Leider created a research program at OSU in the preservation of Oklahoma's historic cultural landscapes. He conducted a survey and analysis of historically designed landscapes with the Oklahoma Chapter of the American Society of Landscape Architects in 1987.
"It's unique because no one has ever studied historic cultural landscapes," Leider said. "Oklahoma is now one of the leading states in the number of projects that have been documented."
Leider's mother, Ardath (Willoughby) Leider was an elementary school teacher and community Girl Scout leader in Howard. Leider's father, Louis Leider, was a veterinarian for Miner County and the surrounding areas. Because of his father's practice, it often led Leider to maintaining the family's yard because of his father's work schedule.

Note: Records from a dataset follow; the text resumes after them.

PR #4150, opened 2020-02-10
Make PyFF_Glyph_get_font return a font if menu callback (Python)

### LINKED ISSUE #4149: Impossible to access font via glyph in Python menu callback
Title says it all. This is a tracking issue. I've already fixed this issue and a PR is on its way.

ctrlcctrlv:
To aid reviewers, this script shows the problem:

```python3
import fontforge

def issue4149(data, glyph):
    print(repr(glyph.font)) # Should not be `None` according to docs, yet is!

d = {}

fontforge.registerMenuItem(issue4149, None, d, "Glyph", None, "Issue №4149")
```

Open any glyph, and in that glyph's CharView, go to &laquo;Tools&rarr;Issue №4149&raquo;. Voil&agrave;.

This closes #4149 and is currently a blocker on #703.

### DIFF
--- a/fontforge/python.c
+++ b/fontforge/python.c
@@ -299,9 +299,14 @@ PyObject* PyFF_FontForFV( FontViewBase *fv ) {
     if ( fv->python_fv_object==NULL ) {
         fv->python_fv_object = PyFF_FontType.tp_alloc(&PyFF_FontType,0);
         ((PyFF_Font *) (fv->python_fv_object))->fv = fv;
-        Py_INCREF( (PyObject *) (fv->python_fv_object) );	/* for the pointer in my fv */
+        Py_INCREF( (PyObject *) (fv->python_fv_object) );
     }
     return fv->python_fv_object;
+}
+PyObject* PyFF_FontForFV_I( FontViewBase *fv ) {
+    PyObject* pyfv = PyFF_FontForFV(fv);
+    Py_XINCREF(pyfv);
+    return pyfv;
 }
 static PyFF_Font* PyFF_FontForSF( SplineFont *sf ) {
     if ( sf==NULL )
@@ -1150,7 +1155,7 @@ static PyObject *PyFF_FontTuple(PyObject *UNUSED(self), PyObject *UNUSED(args)) 
     for ( fv=FontViewFirst(), cnt=0; fv!=NULL; fv=fv->next, ++cnt );
     tuple = PyTuple_New(cnt);
     for ( fv=FontViewFirst(), cnt=0; fv!=NULL; fv=fv->next, ++cnt )
-	PyTuple_SET_ITEM(tuple,cnt,PyFF_FontForFV(fv));
+	PyTuple_SET_ITEM(tuple,cnt,PyFF_FontForFV_I(fv));
 
 return( tuple );
 }
@@ -1160,7 +1165,7 @@ static PyObject *PyFF_ActiveFont(PyObject *UNUSED(self), PyObject *UNUSED(args))
     if ( fv_active_in_ui==NULL )
 Py_RETURN_NONE;
 
-return( PyFF_FontForFV( fv_active_in_ui ));
+return( PyFF_FontForFV_I( fv_active_in_ui ));
 }
 
 static PyObject *PyFF_ActiveGlyph(PyObject *UNUSED(self), PyObject *UNUSED(args)) {
@@ -1208,7 +1213,7 @@ return( NULL );
 return( NULL );
     }
     free(locfilename);
-return( PyFF_FontForFV( SFAdd( sf, openflags&of_hidewindow )));
+return( PyFF_FontForFV_I( SFAdd( sf, openflags&of_hidewindow )));
 }
 
 static PyObject *PyFF_FontsInFile(PyObject *UNUSED(self), PyObject *args) {
@@ -10047,10 +10052,9 @@ return( STRING_FROM_FORMAT( "<Selection for %s>", self->fv->sf->fontname ));
 }
 
 static PyObject *PyFFSelection_get_font(PyFF_Selection *self, void *UNUSED(closure)) {
-    PyObject* font = PyFF_FontForFV( self->fv );
+    PyObject* font = PyFF_FontForFV_I( self->fv );
     if ( font==NULL )
 Py_RETURN_NONE;
-    Py_INCREF(font);
     return font;
 }
 
@@ -16777,7 +16781,7 @@ return( NULL );
     if ( sf->fv==NULL )
 	EncMapFree(sf->map);
     newfv = SFAdd(InterpolateFont(fv->sf,sf,fraction, fv->map->enc ),false);
-return( PyFF_FontForFV(newfv));
+return( PyFF_FontForFV_I(newfv));
 }
 
 static PyObject *PyFFFont_CreateMappedChar(PyFF_Font *self, PyObject *args) {
@@ -18461,7 +18465,7 @@ return( (PyObject *) (all->python_data) );
 }
 
 static PyObject *PyFF_AWContext_getFont(PyFF_AWContext *self, void *UNUSED(closure)) {
-return( PyFF_FontForFV( self->base->fv ));
+    return PyFF_FontForFV( self->base->fv );
 }
 
 static PyObject *PyFF_AWContext_getEmSize(PyFF_AWContext *self, void *UNUSED(closure)) {
@@ -19698,7 +19702,7 @@ return;
     for ( pt=argtypes, i=0; *pt; ++pt, ++i ) {
 	PyObject *arg;
 	if ( *pt=='f' )
-	    arg = PyFF_FontForFV( va_arg(ap,FontViewBase *));
+	    arg = PyFF_FontForFV_I( va_arg(ap,FontViewBase *));
 	else if ( *pt=='g' )
 	    arg = PySC_From_SC_I( va_arg(ap,SplineChar *));
 	else if ( *pt=='s' )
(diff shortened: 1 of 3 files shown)


fontforgeexe/pythonui.c
```diff
@@ -144,6 +144,13 @@ return;
 static void cvpy_menuactivate(GWindow gw,struct gmenuitem *mi,GEvent *e) {
     CharView *cv = (CharView *) GDrawGetUserData(gw);
     PyObject *pysc = PySC_From_SC(cv->b.sc);
+    // The following two lines look like a noop but are very important. They
+    // set python_fv_object on the fv if it's not there, ensuring it's possible
+    // to do `glyph.font` on glyphs used as arguments in menus.  The pointer
+    // `fv` refers to is also accessible via cv->b.sc, as cv->b.sc->parent->fv,
+    // which is done (eventually) by PyFF_Glyph_get_font.
+    FontViewBase *fv = cv->b.fv;
+    PyObject *pyfv = PyFV_From_FV(fv);
```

"I was always involved in the natural environment," Leider said. "I was an Eagle Scout. So I had an inclination to the natural environment, so landscape architecture kind of tied in with that."
Leider is known for creating the landscape plans for St. Joseph Cemetery and boulevard on Main Street in Howard. He also worked with South Dakota State University landscape design students.
Leider has influenced hundreds of planning projects in the Midwest as well as the western United States. His work overseas included projects in Saudi Arabia and Qatar. Leider began his career spending 10 years in public practice at the city, county and state levels. He finished his career serving in higher education.
In South Dakota, he was involved in preparing comprehensive plans, zoning and subdivision regulations in South Dakota, including Lincoln, Union and Custer counties. He also developed water and sewer plans throughout the state for Davison, Hanson and Beadle counties.